Plusieurs modèles mammifères de chorioamnionite existent chez les rongeurs et les moutons24,25,26,27,28,29,30,31,32. Cependant, peu de données existent concernant le développement du tractus intestinal au-delà de la période initiale du nouveau-né suivant l’exposition foetale induite par chorioamnionitis à l’inflammation maternelle (FEMI). Afin d’explorer la relation entre FEMI et le développement ultérieur des dommages du tractus intestinal immature, nous avons adapté le modèle fEMI lipopolysaccharide (LPS) induit. Les lipopolysaccharides sont un composant majeur de la surface extracellulaire sur les bactéries gram négatives et sont un puissant stimulant du système immunitaire inné de multiples espèces eucaryotes, y compris leshumains 33. L’injection maternelle de LPS a comme conséquence une cascade inflammatoire stérile sans les effets confusionnels des bactéries vivantes, et c’est un modèle bien établi pour l’induction de la naissance prématurée34,aussi bien qu’un modèle de chorioamnionitis aiguë et du syndrome foetal de réponse inflammatoire (FIRS), qui est la forme la plus grave de chorioamnionitis24,35. Il a également été démontré qu’il induit à la fois des lésions cérébrales de matière blanche et grise dans un modèlede mouton 36 et un modèle murin37,38,39,40. Cependant, à notre connaissance, nous sommes les premiers à utiliser ce modèle de chorioamnionitis et FEMI pour étudier ses effets sur le développement du tractus gastro-intestinal après la naissance, ainsi que pour étudier un lien mécaniste possible entre chorioamnionitis et développement ultérieur de NEC41,42.

Protocole

Toutes les procédures animales ont été approuvées par le Comité institutionnel de soins et d’utilisation des animaux de l’Université de l’Iowa (Protocole #8041401). Tous les animaux étaient logés dans un vivarium approuvé par l’Association for Assessment and Accreditation of Laboratory Animal Care (AALAC) à l’Université de l’Iowa.
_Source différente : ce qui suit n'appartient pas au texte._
PR #505, opened 2016-10-16
ROCK, PAPER, SCISSORS.... GO!

fmlharrison:


app.rb
```diff
@@ -0,0 +1,29 @@
...
+require_relative './lib/computer'
+
+class RockGame < Sinatra::Base
+
+  get '/' do
+    erb :index
+  end
+
+  post '/name' do
+    Game.start_game(Player.new(params[:player_name]), Computer.new)
```
maryrosecook: Love this! Great that you inject the player and computer objects, and that you wait to instantiate the game until they are ready so you reduce the likelihood of the game having incomplete data.

app.rb
```diff
@@ -0,0 +1,29 @@
...
+  end
+
+  get '/play' do
+    erb :play
+  end
+
+  get '/result' do
+    @player_choice = Game.current_game.player.weapon_choice(params[:player_choice])
+    @computer_choice = Game.current_game.computer.weapon_choice
+    erb Game.current_game.result(@player_choice, @computer_choice)
```
maryrosecook: This feels like it's breaking encapsulation a bit.  The controller understands how to calculate the result (by passing in the player and computer choices). Can the game do this for itself?

lib/computer.rb
```diff
@@ -0,0 +1,10 @@
+class Computer
+
+  WEAPONS = [:rock, :paper, :scissors, :lizard, :spock]
+
+  attr_reader :weapon
+
+  def weapon_choice
+    @weapon = WEAPONS.sample
```
maryrosecook: Can this be calculated on initialisation, so the Computer is less likely to be in a state where it doesn't have all the data it needs?

lib/game.rb
```diff
@@ -0,0 +1,34 @@
...
+  end
+
+
+  RULES = {
+    rock:     {rock: :draw, paper: :lose, scissors: :win, lizard: :win, spock: :lose},
+    paper:    {rock: :win, paper: :draw, scissors: :lose, lizard: :lose, spock: :win},
+    scissors: {rock: :lose, paper: :win, scissors: :draw, lizard: :lose, spock: :lose},
+    lizard:   {rock: :lose, paper: :win, scissors: :lose, lizard: :draw, spock: :win},
+    spock:    {rock: :win, paper: :lose, scissors: :win, lizard: :lose, spock: :draw}
+  }
```
maryrosecook: Love this data driving of the logic!

lib/player.rb
```diff
@@ -0,0 +1,13 @@
...
+  attr_reader :name
+  attr_accessor :weapon
+
+  def initialize(name)
+    @name = name
+    @weapon = nil
+  end
+
+  def weapon_choice(choice)
+    @weapon = choice.downcase.to_sym
```
maryrosecook: This is a subtle point, but it feels like the controller's responsibility to massage the choice into a symbol, not the model's.

PR #508, opened 2016-10-16
Rock, paper, scissors - RG

rgollancz:


app.rb
```diff
@@ -0,0 +1,41 @@
...
+    @game.check_result
+    redirect to('/result')
+  end
+
+  get '/result' do
+    @game = Game.instance
+    erb :result
+  end
+
+  post '/reset' do
```
maryrosecook: All these POSTs are fine.  In each one, you're setting data on the server.

views/result.erb
```diff
@@ -0,0 +1,18 @@
+<h1><%= @game.player_1_choice.capitalize %> Vs. <%= @game.choice.capitalize %></h1>
```
maryrosecook: Your instinct about the view having too much logic is part right.  It's not about the logic in this case (though logic in views is not good), but about knowledge and coherence.  Because the view code says `@game.player_1_choice`, it has knowledge of game that it doesn't need.  The view's job is to display things. The controller's job is communicating between the model and view.  So it's the controller's job to get the data out of the model and send it to the view. So, the controller could have `@player_1_choice = @game.player_1_choice` and the view could then just have `<%= @player_1_choice %>`.

views/result.erb
```diff
@@ -0,0 +1,18 @@
...
+<br>
+<% if @game.winner != '' %>
+The winner is...<%= @game.winner %>!
+<%end%>
+<% if @game.winner == '' %>
```
maryrosecook: This feels a bit close to logic.  Could game have a method called `tie?`

app.rb
```diff
@@ -0,0 +1,41 @@
...
+  end
+
+  get '/play' do
+    @game = Game.instance
+    erb :play
+  end
+
+  post '/calculate' do
+    @game = Game.instance
+    @game.set_player_1_choice(params[:choice])
```
maryrosecook: Could the result automatically be calculated as soon as set_player_1_choice is called? This would better encapsulate the logic of game.

PR #524, opened 2016-10-16
Add complete web app RPS

ktsein:
need to learn how to stub and mock random features in Capybara feature text


spec/features/computer_play_spec.rb
```diff
@@ -0,0 +1,10 @@
+# feature 'Computery Play' do
```
maryrosecook: To mock the random computer moves, try using srand to set a seed for this test.

lib/computer.rb
```diff
@@ -0,0 +1,22 @@
+class Computer
+
+attr_reader :computer_item
+
+def self.create
+  @computer = Computer.new
```
maryrosecook: Try not to use this pattern pattern everywhere (using a class method to create an instance of the class and then store it on the class as a class instance variable).  Having all your classes be singletons reduces the object-orientedness of your code.  Perhaps remove the code in player and computer that does this, and instead pass instance of player and computer into the game class? (If you're not sure what I mean, come and have a quick chat!)

lib/computer.rb
```diff
@@ -0,0 +1,22 @@
...
+end
+
+def self.instance
+  @computer
+end
+
+def initialize
+  @computer_item
```
maryrosecook: No need to initialize instance variables.

lib/game.rb
```diff
@@ -0,0 +1,35 @@
...
+  def self.instance
+    @game
+  end
+
+  def initialize
+    @result
+  end
+
+  def who_win(player, computer)
+    if player == computer
```
maryrosecook: Could you rewrite this to not use conditionals and instead use some data that defines which moves beat which moves. eg `{ rock: { beats: :scissors }, paper: { beats: :rock } etc.......... }`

Toutes les souris étaient souches sauvages C57Bl/6J.

1. Établissement de femi chez les souris enceintes

  1. Préparation LPS
    1. Utilisez le LPS dérivé d’Escherichia coli O55:B5 (concentration de stock 2 mg/mL).
    2. Diluer la concentration de stock de LPS 1:100 avec la solution saline stérile pour une concentration de travail de 20 μg/mL.
  2. Injection maternelle de LPS
    1. Injecter des mères enceintes au jour de gestation e15. Ce point de temps est d’environ 75% par la grossesse murine, ce qui rend ce modèle développementairement similaire au début du troisième trimestre des grossesses humaines, qui est quand la majorité des naissances prématurées dues à la chorioamnionite se produisent.
    2. Pesez les souris enceintes immédiatement avant l’injection pour déterminer le dosage approprié du SLSP.
    3. Calculez la dose de concentration de travail en utilisant la formule suivante : 5 μL x gramme de poids corporel (gbw), pour une dose totale de LPS de 100 μg/kg. Pour les animaux de contrôle, utilisez un volume équivalent de solution saline normale pour l’injection.
    4. Vortex LPS solution trois fois pendant 15 secondes sur le haut avant chaque injection.
    5. Dessinez le volume LPS dans une seringue de 1 mL.
    6. Retenir la souris enceinte avec la technique de scruffing. Maintenez la position dorsale de la couchée et effectuez l’injection.
      1. Insérez une aiguille de calibre 30 de 8 mm qui se dénabère au-dessus du quadrant inférieur droit de l’abdomen (pour éviter les vaisseaux vésicaux et abdominaux) à un angle de 30\u201240°. Insérer environ 1/4 à 1/2 de la longueur de l’aiguille.
      2. Reculez sur le piston de seringue pour assurer une pression négative avant l’injection. Procéder à l’injection si une pression négative est présente.
      3. Après l’injection, surveiller les souris pendant environ 30 minutes, puis retourner dans des cages pour le reste de la grossesse.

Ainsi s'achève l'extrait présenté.